**Work instructions:** In the entries below, count every line with the word "tests". Return only the count.

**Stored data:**
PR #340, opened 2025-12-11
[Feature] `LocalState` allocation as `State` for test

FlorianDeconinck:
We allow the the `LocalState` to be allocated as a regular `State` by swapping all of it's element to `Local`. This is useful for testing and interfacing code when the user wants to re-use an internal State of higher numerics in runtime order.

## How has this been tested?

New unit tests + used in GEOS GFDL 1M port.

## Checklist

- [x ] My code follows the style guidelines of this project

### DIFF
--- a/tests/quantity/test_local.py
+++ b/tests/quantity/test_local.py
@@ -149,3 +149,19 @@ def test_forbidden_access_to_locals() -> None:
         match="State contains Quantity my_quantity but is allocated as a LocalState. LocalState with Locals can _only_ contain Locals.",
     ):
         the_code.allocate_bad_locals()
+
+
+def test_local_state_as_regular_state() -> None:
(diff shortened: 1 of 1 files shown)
==
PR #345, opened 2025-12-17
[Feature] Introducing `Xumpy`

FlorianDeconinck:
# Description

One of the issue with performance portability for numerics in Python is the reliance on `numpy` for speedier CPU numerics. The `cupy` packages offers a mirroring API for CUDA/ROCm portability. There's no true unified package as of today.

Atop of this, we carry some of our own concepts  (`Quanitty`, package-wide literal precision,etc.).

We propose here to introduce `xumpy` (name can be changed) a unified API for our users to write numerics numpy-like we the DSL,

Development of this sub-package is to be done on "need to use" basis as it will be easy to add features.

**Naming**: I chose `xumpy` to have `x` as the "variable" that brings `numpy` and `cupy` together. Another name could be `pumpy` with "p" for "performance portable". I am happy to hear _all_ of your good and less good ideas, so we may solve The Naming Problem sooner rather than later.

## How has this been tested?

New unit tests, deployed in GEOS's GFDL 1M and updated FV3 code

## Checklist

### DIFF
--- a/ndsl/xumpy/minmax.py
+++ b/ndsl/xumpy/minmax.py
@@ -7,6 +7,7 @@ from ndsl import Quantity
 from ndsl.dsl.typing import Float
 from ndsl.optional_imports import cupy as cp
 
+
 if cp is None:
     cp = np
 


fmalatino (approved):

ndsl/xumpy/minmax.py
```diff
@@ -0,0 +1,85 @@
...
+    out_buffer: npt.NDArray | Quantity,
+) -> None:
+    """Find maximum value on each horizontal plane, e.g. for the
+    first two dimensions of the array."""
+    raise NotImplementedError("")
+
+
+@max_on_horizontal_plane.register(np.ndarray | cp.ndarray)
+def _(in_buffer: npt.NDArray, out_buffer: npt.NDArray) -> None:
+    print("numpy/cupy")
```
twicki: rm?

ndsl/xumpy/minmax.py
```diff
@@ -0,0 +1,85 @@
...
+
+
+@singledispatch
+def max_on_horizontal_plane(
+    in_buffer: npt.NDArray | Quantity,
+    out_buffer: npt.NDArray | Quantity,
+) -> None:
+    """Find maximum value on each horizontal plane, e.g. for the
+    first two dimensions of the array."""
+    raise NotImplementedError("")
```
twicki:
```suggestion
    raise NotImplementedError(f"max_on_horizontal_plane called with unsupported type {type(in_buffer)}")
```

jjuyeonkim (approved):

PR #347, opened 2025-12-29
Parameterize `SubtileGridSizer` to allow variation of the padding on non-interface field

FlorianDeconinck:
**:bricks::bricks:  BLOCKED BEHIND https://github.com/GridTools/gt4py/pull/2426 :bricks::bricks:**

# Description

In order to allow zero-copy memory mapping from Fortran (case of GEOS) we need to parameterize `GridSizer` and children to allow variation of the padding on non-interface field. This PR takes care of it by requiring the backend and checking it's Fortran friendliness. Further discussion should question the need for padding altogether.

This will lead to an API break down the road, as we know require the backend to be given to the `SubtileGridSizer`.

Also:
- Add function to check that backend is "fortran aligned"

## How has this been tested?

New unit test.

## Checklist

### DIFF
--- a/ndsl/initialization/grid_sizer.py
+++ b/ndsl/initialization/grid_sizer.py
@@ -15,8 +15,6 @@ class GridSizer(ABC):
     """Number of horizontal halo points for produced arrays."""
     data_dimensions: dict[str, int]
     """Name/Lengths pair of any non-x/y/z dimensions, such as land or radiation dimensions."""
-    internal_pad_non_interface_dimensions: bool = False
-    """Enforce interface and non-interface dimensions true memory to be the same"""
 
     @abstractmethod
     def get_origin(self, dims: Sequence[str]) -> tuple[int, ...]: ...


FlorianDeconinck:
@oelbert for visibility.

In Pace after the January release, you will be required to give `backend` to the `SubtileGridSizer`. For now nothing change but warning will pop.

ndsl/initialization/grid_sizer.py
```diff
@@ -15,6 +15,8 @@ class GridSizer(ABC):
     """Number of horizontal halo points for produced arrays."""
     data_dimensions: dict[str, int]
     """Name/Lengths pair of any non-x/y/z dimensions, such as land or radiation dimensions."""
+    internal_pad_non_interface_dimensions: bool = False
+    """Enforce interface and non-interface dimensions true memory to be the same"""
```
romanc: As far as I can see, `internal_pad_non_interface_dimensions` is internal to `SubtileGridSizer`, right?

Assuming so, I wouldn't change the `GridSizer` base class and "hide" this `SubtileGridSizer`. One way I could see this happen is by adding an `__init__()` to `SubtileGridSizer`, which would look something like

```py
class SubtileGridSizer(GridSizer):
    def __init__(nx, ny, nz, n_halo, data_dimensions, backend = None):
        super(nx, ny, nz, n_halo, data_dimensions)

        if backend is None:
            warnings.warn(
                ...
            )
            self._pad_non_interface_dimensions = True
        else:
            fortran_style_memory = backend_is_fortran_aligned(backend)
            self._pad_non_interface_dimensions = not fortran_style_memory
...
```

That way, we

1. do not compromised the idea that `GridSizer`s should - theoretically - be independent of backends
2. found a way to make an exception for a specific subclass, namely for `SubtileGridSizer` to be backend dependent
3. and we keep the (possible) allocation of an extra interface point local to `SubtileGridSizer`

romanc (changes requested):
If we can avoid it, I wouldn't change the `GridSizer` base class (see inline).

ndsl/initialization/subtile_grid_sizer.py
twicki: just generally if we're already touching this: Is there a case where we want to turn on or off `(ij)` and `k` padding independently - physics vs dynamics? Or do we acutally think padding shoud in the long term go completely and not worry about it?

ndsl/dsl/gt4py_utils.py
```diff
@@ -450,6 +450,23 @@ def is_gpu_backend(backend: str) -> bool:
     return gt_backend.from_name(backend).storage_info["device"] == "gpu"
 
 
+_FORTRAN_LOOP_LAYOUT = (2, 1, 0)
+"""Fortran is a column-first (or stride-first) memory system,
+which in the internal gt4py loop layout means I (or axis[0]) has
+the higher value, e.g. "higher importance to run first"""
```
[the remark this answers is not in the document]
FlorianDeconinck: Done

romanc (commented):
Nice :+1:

**Task result:** 4